**Task to carry out:** In the data below, how many lines include the word "likely"? Give only the number.

**Data under study:**
PR #5811, opened 2016-04-17
Fix Ember 2.5.0 deprecation warning for Ember.merge

jasonmit:


blueprints/app/files/tests/helpers/start-app.js
```diff
@@ -2,11 +2,13 @@ import Ember from 'ember';
...
 
+const assign = Ember.assign || Ember.merge;
+
 export default function startApp(attrs) {
   let application;
 
-  let attributes = Ember.merge({}, config.APP);
-  attributes = Ember.merge(attributes, attrs); // use defaults, but you can override;
+  let attributes = assign({}, config.APP);
+  attributes = assign(attributes, attrs); // use defaults, but you can override;
```
jasonmit: We likely don't need to reassign `attributes` since `Ember.merge` and `Ember.assign` mutate the source object, `attributes`, but I kept that intact

stefanpenner:
This is no longer deprecated, and also the 3rd pr closed today. Thanks for the fix, but I think the deprecation was to hasty especially considering its part of the default template. Once we bundle blueprints correctly with ember versions we can revisit

jasonmit:
Oops, sorry -- I checked the opened PRs and issues before submitting and didn't see anything.

stefanpenner:
@jasonmit no problem, this was a strange scenario. Thank you for providing the PR though, in most cases this would be exactly what we want.

PR #5814, opened 2016-04-18
Deprecate and remove this.concatFiles

### LINKED ISSUE #5280: Deprecate and remove this.concatFiles
see https://github.com/ember-cli/ember-cli/issues/5277#issuecomment-167452827

jeffjewiss:
Closes #5280


stefanpenner:
LGTM

@rwjblue r?

rwjblue:
`this.concatFiles` also adds `options.sourceMapConfig = this.options.sourcemaps;` to the options provided, does `broccoli-concat` do this by default or does that need to be added to each `concat` invocation here?

jeffjewiss:
As far as I can tell `broccoli-concat` does not do this by default. I'll add the sourcemap options to each invocation of `concat`.

Turbo87:
@stefanpenner @rwjblue r?

tests/fixtures/dummy-project-outdated/package.json
```diff
@@ -27,4 +27,4 @@
     "express": "^4.1.1",
     "glob": "^3.2.9"
   }
-}
\ No newline at end of file
+}
```
stefanpenner: ?

Turbo87: most likely an editor that ensures new line at EOF

stefanpenner:
@rwjblue / @Turbo87 do we see anyone using this.concatFiles as a way to monkey patch? Do we care?  If we do, we may need a different deprecation strategy.

nathanhammond:
@stefanpenner Me! I use it to monkey-patch things! I don't disagree with this, but I'm in favor of a different deprecation strategy which still uses `this.concatFiles` for each of the existing invocations.

rwjblue:
We can make a private string that we can pass in options, that is not exported.  That way internal invocations can be "safe", but external ones are not.

stefanpenner:
> We can make a private string that we can pass in options, that is not exported. That way internal invocations can be "safe", but external ones are not.

ya, something like this would do the trick.

Turbo87:
should we close this PR in favor of the new suggested approach?

stefanpenner:
> should we close this PR in favor of the new suggested approach?
>  Hide all checks

should be easy enough to retrofit this PR, @jeffjewiss got any spare cycles for that coming up?

jeffjewiss:
Yeah, I'd be happy to take this on.

I'm having a little trouble understanding the means of deprecating something using a private string that can be passed in to the options. Is there an example of this you could point me to as a reference? Thanks!

Turbo87:
closing in favor of #5926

**Result of the task:** 2